We consider the problem of fairly allocating a set of
indivisible goods to a set of strategic agents with additive valuation
functions. We assume no monetary transfers and, therefore, a mechanism
in our setting is an algorithm that takes as input the reported-rather
than the true- values of the agents. Our main goal is to explore whether
there exist mechanisms that have pure Nash equilibria for every instance
and, at the same time, provide fairness guarantees for the allocations
that correspond to these equilibria. We focus on two relaxations of
envy-freeness, namely envy-freeness up to one good (EF1), and
envy-freeness up to any good (EFX), and we positively
answer the above question.

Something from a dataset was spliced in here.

PR #2784, opened 2025-11-26
Rework sending alerts

ctz:
This is another simplification of the interface between the handshake state machine and rest of the library. Now every TLS alert is sent only based on a `rustls::Error` being produced. That means there is simply no possibility of (eg) sending two alerts in a certain codepath, and simplifies code that depended on `Context`/`CommonState` solely to send an alert.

In particular, we study two algorithms that
are known to produce such allocations in the non-strategic setting:
Round-Robin (EF1 allocations for any number of agents) and a
cut-and-choose algorithm of Plaut and Roughgarden [SIAM Journal of
Discrete Mathematics, 2020] (EFX allocations for two agents). For
Round-Robin we show that all of its pure Nash equilibria induce
allocations that are EF1 with respect to the underlying true values,
while for the algorithm of Plaut and Roughgarden we show that the
corresponding allocations not only are EFX but also satisfy maximin
share fairness, something that is not true for this algorithm in the
non-strategic setting! Further, we show that a weaker version of the
latter result holds for any mechanism for two agents that always has
pure Nash equilibria which all induce EFX allocations.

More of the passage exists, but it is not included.